First, there will continue to be the need to centralize, store, and query data, so pure-play data platforms are not going anywhere. I don’t, however, think that we’ll see any new billion-dollar players focused on ingesting, normalizing, and storing security data alone. I am putting the emphasis on security here because I am sure we’ll see many generations of infrastructure companies built for the AI-first world, etc., but these aren’t SIEM platforms.
Second, there will continue to be companies deciding to double down on workflow-centric business and become really, really good at this. The workflow gravity effect I discussed before is, at least in theory, a great opportunity to innovate at this layer. I say “in theory” because in the pre-AI world, SIEM platforms were usually the ones acquiring SOAR players, not the other way around, so it’s interesting to think if that will change. Either way, there’s definitely a place for workflow-focused play, completely agnostic to where the data lives.
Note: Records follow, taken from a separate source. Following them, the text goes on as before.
PR #613, opened 2016-12-13
Added --thin option to the XCCDF module, this enables thin results in OVAL and ARF files.

rsprudencio:
Full Results is still the default option.

If the user needs both no syschars and thin results they can use `--without-syschar --thin --results-arf /tmp/arf.xml`.

### DIFF
--- a/src/OVAL/results/oval_resultSystem.c
+++ b/src/OVAL/results/oval_resultSystem.c
@@ -407,7 +407,7 @@ static void _oval_result_definition_to_dom_based_on_directives(struct oval_resul
 			if (criteria)
 				_oval_result_system_scan_criteria_for_references(criteria, tstmap);
 		} else if (content == OVAL_DIRECTIVE_CONTENT_THIN) {
-			// TODO
+			// NOOP
 		}
 	}
 }
--- a/src/OVAL/results/oval_resultSystem.c
+++ b/src/OVAL/results/oval_resultSystem.c
@@ -406,6 +406,8 @@ static void _oval_result_definition_to_dom_based_on_directives(struct oval_resul
 			/* collect the tests that are referenced from reported definitions */
 			if (criteria)
 				_oval_result_system_scan_criteria_for_references(criteria, tstmap);
+		} else if (content == OVAL_DIRECTIVE_CONTENT_THIN) {
+			// TODO
 		}
 	}
 }
--- a/src/XCCDF/xccdf_session.c
+++ b/src/XCCDF/xccdf_session.c
@@ -903,22 +903,16 @@ int xccdf_session_load_oval(struct xccdf_session *session)
 		}
 
 		if (session->export.thin_results) {
-			struct oval_result_directives *dir = oval_result_directives_new();
-			if (dir == NULL) {
-				oscap_seterr(OSCAP_EFAMILY_OSCAP, "Failed to create new directives model for: '%s'.", contents[idx]->href);
-				return 1;
-			}
+			struct oval_results_model *res_model = oval_agent_get_results_model(tmp_sess);
+			struct oval_directives_model *dir_model = oval_results_model_get_directives_model(res_model);
+			// This is the worst function name in existence, despite its name,
+			// it's getting the oval_result_directives of the oval_directives_model.
+			// You would expect oval_directives_model_getresdirs at least, but no..
+			struct oval_result_directives *dir = oval_directives_model_get_defdirs(dir_model);
 			oval_result_directives_set_content(dir,  OVAL_RESULT_TRUE | OVAL_RESULT_FALSE |
 							OVAL_RESULT_UNKNOWN | OVAL_RESULT_NOT_EVALUATED |
 							OVAL_RESULT_NOT_APPLICABLE | OVAL_RESULT_ERROR,
 							OVAL_DIRECTIVE_CONTENT_THIN);
-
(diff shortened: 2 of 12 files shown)


mpreisler:

mpreisler:
Causes linking issues with the python bindings. Caught by Jenkins.

src/XCCDF/xccdf_session.c
```diff
@@ -890,6 +896,25 @@ int xccdf_session_load_oval(struct xccdf_session *session)
 			return 2;
 		}
 
+		if (session->export.thin_results) {
+			struct oval_results_model *res_model = oval_agent_get_results_model(tmp_sess);
+			struct oval_result_directives *dir = oval_directives_model_new();
```
mpreisler: Note to self: The pointer types are not compatible! This is undefined behavior and causes crashes...

mpreisler:
I got it into a working state, now let's propagate the thin results stuff to CPE OVAL.

mpreisler:
Fixed up the CPE session thin results. Do not merge yet, I want to do some refactoring because one part of the code is duplicated in CPE session and XCCDF session.

mpreisler:
I think `oval_directives_model_set_defdirs` leaks. Any thoughts? From the code it looks like oval_directives owns oval_result_directives. CC @rsprudencio

mpreisler:
CC @rsprudencio A review would be great. I can't assign you via github because you are the author of this PR :-)

rsprudencio:
@mpreisler I will review this today :smile:

src/XCCDF/xccdf_session.c
```diff
@@ -890,6 +902,19 @@ int xccdf_session_load_oval(struct xccdf_session *session)
...
 		}
 
+		if (session->export.thin_results) {
+			struct oval_results_model *res_model = oval_agent_get_results_model(tmp_sess);
+			struct oval_directives_model *dir_model = oval_results_model_get_directives_model(res_model);
+			// This is the worst function name in existence, despite its name,
+			// it's getting the oval_result_directives of the oval_directives_model.
+			// You would expect oval_directives_model_getresdirs at least, but no..
+			struct oval_result_directives *dir = oval_directives_model_get_defdirs(dir_model);
+			oval_result_directives_set_content(dir,  OVAL_RESULT_TRUE | OVAL_RESULT_FALSE |
```
rsprudencio: Shouldn't we set oval_result_directives_set_reported() too?

src/OVAL/results/oval_resultSystem.c
```diff
@@ -406,6 +406,8 @@ static void _oval_result_definition_to_dom_based_on_directives(struct oval_resul
 			/* collect the tests that are referenced from reported definitions */
 			if (criteria)
 				_oval_result_system_scan_criteria_for_references(criteria, tstmap);
+		} else if (content == OVAL_DIRECTIVE_CONTENT_THIN) {
+			// NOOP
```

Last but definitely not least are the platforms that combine data and workflows. I don’t think one needs to be particularly smart to figure out that this is going to be the biggest and busiest category:
All the new AI SOC and AI MDR players are building the data + workflows layer from the ground up. I know many are taking different approaches, but fundamentally most (all?) of them are solving the same problem. The AI MDR players are building for their own human-in-the-loop, while AI SOC solutions are generally built for customers’ human-in-the-loop, but the approach is more or less the same with respect to data and workflows.
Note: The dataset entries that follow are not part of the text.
PR #616, opened 2016-12-21
Use oscap_enum_to_string instead of just index lookup for OVAL affected family conversion

mpreisler:
This fixes a segfault when trying to convert OVAL_AFCFML_UNKNOWN to a string.

Also fixed a typo in the ODAFAMILY enum string mapping. Although keep in mind that that was not necessary to fix the segfault.


yuumasato:
Good fix. Ack.

PR #618, opened 2016-12-22
We always build the system_info probe in OpenSCAP, mark it as such

mpreisler:
Previously we were testing for headers and disabling the tests if they were missing. Not disabling the probe. That makes no sense, let's always build and always test system_info.

system_info deps are hard to check for because the probe has different implementations for BSD, Linux and Solaris.


mpreisler:
I thought about patching this in `maint-1.0` but I think it's not a bugfix but rather an enhancement / change of reporting. Let's keep all the autoconf variables in `maint-1.0` even if they are not being used.

yuumasato:
Ack, too.

PR #619, opened 2016-12-22
Stop checking pcre.h AND regex.h in all the probes

mpreisler:
We check for PCRE OR POSIX regex.h globally, makes no sense to check again for all the probes.

We need pcre.h OR POSIX regex.h whereas in the probes we check that both are present. In rare circumstances this may disable probes even though all the necessary deps are present.


mpreisler:
Rebased to fix conflicts.

yuumasato:
Ack.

All the new AI-native SIEM players are trying to build intelligent SIEM, which in practical terms generally means bringing workflows into a data platform so that humans don’t have to spend time manually stitching and correlating things together.
Some of the platforms out there that were formerly focused on workflows (aka, SOAR) have also evolved into AI SOC by bringing in data into their workflow-native experiences.
Some of the platforms that were previously positioned as a SIEM are now starting to build workflows that extend to other data sources, essentially saying that “It would surely be great if you use our data layer, but even if you don’t, we will still bring a lot of value”.
Essentially, everyone is trying to eat everyone else’s lunch, and it’s going to be interesting to see how things will turn out.
Closing thoughts
Watching what’s going on in the SIEM and SOAR markets is fascinating. The previous generation of AI (ML) accelerated data gravity, while the new generation of AI (AI agents) seems to be destroying it. Some SIEM players are evolving their business outside of just data (after all, if data centralization & ingest go down, then something else needs to replace revenue, and many are seeing that the value is in becoming the system of action). Other players, on the other hand, are trying to enter the SIEM market.
It’s as if everything is changing, and nothing is changing at the same time. In the end, no company can do everything all at once, so we can reinvent all we want, but we’re probably still building a next-next-next generation of SIEM and SOAR. Hopefully, this time they will work better than before.
One thing I think is critical to call out is that while the data gravity may be weakening, the advantage of companies that have already accumulated a ton of data is not. On the contrary, with AI, the more data a company has, the better it can train its models and the more value it can bring to its customers. But that’s a completely different topic for another day.
Disclaimer: While Tines, a company that happens to be in the workflow automation space, is a sponsor of this piece, it has not in any way influenced its content, and I am pretty sure they would probably disagree with a lot of my thoughts. Just a reminder that Venture in Security sponsors do not have any influence on the content of the articles. In 99% of all the cases, I am able to avoid these coincidences, but inevitably they happen.